WHAT NEEDS TO BE DONE:
State only the count of lines in the listing below that hold "where".

ENTRIES SHOWN:
* * * * * * * * *
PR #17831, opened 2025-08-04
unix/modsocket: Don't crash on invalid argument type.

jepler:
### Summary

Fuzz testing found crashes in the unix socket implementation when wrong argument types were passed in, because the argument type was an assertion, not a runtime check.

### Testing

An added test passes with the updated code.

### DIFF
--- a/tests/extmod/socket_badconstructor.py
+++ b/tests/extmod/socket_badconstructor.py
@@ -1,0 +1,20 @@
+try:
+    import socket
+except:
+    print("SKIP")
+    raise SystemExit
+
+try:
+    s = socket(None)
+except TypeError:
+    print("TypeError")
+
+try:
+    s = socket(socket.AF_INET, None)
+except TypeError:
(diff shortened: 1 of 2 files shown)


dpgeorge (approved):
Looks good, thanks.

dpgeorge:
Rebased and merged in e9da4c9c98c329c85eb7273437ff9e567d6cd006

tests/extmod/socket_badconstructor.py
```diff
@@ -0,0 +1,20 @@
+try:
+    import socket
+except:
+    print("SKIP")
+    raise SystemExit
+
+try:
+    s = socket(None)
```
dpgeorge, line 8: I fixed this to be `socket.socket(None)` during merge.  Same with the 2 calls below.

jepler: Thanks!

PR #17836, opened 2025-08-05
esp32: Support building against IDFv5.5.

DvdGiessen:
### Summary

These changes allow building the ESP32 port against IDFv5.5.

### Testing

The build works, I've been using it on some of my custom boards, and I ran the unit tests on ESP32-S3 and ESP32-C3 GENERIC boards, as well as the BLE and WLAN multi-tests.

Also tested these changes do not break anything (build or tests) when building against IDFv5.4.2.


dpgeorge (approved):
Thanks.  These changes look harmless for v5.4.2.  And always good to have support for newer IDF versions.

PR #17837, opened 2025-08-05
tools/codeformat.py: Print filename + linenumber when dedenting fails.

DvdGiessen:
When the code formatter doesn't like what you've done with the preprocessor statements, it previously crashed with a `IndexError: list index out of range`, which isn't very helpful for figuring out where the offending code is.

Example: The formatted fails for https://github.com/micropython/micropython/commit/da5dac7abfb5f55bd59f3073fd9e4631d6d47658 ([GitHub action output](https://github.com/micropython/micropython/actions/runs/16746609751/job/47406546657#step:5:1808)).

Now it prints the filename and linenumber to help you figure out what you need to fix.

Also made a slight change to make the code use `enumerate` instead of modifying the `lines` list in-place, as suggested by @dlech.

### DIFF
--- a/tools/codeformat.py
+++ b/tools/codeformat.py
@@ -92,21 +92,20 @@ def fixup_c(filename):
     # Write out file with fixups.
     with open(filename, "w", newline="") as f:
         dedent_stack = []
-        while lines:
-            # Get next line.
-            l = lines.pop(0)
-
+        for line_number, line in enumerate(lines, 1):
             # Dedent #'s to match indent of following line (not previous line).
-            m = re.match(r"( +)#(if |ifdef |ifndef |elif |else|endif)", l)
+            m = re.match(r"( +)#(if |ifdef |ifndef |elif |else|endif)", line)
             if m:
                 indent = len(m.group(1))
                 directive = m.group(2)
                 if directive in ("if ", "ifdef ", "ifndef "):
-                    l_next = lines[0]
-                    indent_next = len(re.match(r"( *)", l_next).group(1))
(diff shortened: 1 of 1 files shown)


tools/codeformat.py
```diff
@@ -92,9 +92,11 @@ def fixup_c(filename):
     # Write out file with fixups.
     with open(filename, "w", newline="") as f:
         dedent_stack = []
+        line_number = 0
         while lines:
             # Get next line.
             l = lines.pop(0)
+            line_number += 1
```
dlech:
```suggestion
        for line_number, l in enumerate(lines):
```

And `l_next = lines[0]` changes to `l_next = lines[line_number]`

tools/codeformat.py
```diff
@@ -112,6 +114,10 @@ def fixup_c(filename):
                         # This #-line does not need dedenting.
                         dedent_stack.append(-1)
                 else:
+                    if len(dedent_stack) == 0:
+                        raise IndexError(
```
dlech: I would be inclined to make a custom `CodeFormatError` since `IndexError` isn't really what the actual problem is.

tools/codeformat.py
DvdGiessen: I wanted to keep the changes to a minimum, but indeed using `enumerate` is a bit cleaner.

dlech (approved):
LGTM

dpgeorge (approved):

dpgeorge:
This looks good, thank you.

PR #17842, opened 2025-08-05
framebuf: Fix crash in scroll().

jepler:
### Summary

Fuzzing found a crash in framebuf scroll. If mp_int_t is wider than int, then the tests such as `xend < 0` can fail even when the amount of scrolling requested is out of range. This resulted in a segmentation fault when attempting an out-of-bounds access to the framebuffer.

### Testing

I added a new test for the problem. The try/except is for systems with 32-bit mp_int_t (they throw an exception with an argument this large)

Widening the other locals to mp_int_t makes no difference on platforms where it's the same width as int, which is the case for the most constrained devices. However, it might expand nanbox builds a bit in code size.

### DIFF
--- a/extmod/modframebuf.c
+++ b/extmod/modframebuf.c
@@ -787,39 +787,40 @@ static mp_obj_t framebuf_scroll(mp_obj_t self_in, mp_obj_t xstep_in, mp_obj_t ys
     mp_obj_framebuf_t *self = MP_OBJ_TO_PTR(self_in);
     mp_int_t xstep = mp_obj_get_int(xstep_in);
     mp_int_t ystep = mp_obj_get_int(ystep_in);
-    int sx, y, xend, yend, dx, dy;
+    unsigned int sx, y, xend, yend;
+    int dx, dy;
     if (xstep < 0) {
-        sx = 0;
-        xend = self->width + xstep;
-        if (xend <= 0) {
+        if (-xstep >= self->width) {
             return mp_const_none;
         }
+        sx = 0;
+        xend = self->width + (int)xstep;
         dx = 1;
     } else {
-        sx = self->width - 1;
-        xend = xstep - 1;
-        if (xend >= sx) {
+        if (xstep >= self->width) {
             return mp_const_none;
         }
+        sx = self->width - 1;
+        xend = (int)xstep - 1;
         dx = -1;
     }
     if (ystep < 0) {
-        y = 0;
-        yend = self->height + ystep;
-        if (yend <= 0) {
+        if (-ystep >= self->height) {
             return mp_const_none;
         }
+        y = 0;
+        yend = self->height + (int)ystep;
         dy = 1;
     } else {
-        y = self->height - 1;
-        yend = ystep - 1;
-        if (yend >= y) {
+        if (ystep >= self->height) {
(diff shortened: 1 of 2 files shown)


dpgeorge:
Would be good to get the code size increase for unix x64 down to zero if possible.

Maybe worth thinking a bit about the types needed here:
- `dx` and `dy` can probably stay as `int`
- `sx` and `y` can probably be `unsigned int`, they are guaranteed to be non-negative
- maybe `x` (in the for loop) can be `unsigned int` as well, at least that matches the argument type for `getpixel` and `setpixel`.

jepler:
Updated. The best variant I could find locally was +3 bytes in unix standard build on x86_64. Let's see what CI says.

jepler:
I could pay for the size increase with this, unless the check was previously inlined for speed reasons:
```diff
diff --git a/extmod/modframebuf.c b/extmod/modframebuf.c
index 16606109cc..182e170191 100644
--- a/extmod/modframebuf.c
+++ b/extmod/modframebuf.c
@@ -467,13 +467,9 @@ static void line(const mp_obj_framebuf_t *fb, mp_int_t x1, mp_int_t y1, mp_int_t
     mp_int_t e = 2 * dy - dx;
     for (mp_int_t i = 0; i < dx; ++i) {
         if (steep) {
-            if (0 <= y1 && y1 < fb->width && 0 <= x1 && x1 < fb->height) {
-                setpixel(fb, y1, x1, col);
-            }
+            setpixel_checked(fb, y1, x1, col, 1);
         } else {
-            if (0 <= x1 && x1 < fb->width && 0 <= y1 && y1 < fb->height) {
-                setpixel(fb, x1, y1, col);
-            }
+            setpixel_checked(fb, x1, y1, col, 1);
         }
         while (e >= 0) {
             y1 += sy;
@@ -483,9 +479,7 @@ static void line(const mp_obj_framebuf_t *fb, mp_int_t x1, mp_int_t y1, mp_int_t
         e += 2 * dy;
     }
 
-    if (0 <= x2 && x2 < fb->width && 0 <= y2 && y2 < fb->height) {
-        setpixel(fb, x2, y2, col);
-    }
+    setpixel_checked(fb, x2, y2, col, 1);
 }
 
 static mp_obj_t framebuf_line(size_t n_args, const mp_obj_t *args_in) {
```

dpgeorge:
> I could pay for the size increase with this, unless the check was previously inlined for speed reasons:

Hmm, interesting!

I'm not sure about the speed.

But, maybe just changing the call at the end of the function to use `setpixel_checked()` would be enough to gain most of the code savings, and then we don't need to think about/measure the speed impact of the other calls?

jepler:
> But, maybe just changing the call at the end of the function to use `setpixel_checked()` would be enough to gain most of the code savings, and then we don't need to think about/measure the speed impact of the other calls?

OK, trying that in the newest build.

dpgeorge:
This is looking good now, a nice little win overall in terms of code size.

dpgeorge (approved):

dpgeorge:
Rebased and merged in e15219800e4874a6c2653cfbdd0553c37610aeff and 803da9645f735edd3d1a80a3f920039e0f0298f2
* * * * * * * * *
TASK RESPONSE:
2